= Exercise prompt =
Check the entries below for lines with "setSmallImageCache"; report only how many there are.

### Dataset excerpts

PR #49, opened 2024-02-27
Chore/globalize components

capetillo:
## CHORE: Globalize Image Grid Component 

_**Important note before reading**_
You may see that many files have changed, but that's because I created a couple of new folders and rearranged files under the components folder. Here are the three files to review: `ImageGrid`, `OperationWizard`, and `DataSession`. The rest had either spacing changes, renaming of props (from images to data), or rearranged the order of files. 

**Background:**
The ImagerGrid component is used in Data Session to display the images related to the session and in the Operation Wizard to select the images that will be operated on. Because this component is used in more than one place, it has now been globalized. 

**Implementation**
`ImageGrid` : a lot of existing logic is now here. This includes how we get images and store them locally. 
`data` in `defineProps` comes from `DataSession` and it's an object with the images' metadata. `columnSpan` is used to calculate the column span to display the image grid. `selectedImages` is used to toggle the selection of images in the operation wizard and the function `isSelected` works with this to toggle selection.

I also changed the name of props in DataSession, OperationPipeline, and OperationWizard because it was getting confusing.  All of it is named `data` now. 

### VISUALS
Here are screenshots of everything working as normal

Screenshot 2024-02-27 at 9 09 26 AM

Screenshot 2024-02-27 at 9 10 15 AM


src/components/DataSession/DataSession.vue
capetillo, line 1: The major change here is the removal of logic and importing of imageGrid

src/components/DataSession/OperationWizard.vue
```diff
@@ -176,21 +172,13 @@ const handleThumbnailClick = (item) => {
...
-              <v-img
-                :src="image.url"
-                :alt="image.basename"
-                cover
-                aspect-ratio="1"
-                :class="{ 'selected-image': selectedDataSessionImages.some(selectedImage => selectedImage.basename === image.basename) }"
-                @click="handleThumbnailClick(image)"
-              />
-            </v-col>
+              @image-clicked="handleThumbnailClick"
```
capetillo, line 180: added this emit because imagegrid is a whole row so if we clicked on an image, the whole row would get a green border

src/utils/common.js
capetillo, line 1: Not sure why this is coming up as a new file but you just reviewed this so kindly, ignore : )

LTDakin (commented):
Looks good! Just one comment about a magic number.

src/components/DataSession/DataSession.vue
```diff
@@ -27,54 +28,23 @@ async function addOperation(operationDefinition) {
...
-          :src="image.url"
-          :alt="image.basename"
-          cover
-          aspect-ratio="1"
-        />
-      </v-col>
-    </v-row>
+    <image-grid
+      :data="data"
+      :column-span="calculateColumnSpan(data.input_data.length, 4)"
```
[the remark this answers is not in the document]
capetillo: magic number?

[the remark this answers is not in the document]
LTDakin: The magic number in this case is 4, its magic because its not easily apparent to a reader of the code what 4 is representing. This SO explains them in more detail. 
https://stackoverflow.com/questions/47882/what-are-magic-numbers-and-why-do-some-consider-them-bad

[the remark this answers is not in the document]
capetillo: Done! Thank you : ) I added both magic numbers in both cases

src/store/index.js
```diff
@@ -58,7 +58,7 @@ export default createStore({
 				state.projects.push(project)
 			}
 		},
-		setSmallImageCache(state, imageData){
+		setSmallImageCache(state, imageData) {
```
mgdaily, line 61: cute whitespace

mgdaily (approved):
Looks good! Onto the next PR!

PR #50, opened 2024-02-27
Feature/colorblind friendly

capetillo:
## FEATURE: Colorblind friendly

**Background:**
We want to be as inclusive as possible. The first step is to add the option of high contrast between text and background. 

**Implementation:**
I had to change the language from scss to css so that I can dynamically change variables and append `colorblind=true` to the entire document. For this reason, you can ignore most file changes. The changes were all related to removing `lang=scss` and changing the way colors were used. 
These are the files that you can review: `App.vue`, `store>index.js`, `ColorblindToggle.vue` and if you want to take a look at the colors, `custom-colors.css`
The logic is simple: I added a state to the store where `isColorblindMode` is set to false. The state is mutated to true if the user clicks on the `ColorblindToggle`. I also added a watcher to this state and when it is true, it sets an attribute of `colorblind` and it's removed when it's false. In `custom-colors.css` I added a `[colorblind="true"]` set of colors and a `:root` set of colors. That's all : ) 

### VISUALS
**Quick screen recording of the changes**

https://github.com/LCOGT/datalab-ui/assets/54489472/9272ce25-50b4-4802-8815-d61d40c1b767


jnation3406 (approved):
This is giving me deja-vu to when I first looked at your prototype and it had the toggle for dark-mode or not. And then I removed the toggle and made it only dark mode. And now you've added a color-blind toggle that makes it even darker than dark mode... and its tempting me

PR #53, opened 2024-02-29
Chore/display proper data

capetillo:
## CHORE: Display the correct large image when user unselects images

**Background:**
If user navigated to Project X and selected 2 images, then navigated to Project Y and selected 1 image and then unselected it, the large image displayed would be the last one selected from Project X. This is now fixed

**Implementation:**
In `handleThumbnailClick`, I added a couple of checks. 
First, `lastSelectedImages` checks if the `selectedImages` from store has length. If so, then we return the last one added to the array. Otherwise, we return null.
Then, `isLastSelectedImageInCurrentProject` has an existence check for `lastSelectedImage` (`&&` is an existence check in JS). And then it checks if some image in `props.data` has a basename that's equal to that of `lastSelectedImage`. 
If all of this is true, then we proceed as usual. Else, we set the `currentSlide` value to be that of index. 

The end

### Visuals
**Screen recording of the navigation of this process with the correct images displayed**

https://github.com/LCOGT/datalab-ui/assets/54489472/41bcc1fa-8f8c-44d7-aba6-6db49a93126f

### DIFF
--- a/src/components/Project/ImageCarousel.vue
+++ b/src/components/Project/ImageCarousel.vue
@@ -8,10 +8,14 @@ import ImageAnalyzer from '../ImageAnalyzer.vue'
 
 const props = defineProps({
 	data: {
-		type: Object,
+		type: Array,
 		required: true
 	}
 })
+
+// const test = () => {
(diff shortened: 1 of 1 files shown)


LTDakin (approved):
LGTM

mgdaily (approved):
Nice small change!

######
### Dataset excerpts

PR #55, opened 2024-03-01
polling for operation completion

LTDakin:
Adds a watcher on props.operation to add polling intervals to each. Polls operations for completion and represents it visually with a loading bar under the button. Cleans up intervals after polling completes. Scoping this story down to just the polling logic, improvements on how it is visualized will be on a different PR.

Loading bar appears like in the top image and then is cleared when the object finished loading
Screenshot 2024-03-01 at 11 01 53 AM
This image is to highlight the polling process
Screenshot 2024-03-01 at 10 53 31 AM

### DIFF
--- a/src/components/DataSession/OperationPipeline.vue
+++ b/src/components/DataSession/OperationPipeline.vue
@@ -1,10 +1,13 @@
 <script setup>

######
### Dataset excerpts

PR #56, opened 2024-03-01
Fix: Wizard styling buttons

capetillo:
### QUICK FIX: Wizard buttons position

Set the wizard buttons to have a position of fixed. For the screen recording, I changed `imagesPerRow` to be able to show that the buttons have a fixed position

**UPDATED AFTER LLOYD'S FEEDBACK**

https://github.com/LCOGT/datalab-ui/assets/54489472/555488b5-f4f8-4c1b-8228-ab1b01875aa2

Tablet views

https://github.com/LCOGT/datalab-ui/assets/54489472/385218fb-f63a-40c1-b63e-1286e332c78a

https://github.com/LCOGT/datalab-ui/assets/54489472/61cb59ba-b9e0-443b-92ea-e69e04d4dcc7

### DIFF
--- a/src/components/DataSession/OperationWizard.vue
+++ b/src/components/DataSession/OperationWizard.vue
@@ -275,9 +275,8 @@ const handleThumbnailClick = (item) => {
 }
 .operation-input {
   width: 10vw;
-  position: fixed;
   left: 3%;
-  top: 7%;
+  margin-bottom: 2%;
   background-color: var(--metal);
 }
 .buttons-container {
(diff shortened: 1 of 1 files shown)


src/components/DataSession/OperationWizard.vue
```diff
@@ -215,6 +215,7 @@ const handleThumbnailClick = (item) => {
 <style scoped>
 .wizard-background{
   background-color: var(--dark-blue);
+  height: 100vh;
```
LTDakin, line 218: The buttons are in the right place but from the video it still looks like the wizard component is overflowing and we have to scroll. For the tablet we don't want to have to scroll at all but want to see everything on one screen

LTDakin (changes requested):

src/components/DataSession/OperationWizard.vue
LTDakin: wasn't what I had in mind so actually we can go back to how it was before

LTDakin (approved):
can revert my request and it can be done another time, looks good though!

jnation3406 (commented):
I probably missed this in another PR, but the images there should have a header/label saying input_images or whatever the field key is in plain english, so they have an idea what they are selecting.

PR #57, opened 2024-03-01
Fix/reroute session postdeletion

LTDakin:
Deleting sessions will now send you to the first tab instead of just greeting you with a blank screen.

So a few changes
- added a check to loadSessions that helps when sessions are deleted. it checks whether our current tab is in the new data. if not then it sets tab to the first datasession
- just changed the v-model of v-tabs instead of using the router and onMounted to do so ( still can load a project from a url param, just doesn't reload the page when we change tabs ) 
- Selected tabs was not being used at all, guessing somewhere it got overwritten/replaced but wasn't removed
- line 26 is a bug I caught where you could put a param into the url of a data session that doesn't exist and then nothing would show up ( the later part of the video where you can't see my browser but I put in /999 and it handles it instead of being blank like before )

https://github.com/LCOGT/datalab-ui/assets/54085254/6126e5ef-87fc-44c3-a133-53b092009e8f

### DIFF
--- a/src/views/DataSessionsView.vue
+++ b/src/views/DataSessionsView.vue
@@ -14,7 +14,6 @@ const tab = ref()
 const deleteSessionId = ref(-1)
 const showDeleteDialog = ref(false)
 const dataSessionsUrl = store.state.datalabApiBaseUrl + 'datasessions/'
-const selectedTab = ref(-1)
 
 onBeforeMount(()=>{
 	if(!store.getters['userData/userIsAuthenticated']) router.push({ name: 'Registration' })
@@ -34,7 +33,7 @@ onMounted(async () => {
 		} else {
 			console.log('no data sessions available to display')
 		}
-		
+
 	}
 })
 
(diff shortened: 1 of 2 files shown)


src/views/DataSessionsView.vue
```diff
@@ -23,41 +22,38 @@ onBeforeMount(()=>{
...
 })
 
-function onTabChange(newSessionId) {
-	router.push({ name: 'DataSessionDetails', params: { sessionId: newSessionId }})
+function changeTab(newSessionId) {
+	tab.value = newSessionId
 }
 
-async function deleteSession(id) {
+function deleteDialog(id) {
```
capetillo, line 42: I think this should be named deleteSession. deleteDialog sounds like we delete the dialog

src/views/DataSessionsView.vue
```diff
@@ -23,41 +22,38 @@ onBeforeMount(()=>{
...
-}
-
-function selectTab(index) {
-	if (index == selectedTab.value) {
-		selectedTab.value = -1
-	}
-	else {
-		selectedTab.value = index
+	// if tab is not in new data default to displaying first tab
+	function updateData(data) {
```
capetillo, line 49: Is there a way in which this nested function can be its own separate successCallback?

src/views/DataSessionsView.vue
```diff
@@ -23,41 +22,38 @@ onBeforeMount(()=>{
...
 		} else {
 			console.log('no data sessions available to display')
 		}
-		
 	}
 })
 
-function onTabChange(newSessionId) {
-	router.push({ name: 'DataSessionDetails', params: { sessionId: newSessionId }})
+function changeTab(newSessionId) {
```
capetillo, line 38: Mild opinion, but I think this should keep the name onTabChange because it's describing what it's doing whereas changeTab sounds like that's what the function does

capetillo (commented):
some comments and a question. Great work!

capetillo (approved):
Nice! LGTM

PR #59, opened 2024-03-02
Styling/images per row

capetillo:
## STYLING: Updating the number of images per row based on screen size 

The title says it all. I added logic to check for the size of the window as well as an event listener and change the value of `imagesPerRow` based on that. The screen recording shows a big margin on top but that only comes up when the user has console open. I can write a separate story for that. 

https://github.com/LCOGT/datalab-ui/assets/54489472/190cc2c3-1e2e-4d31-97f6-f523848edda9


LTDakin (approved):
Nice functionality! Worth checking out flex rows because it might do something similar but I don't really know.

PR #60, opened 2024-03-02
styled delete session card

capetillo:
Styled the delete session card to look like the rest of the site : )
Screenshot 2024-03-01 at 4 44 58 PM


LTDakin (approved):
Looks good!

######

= Answer box =
2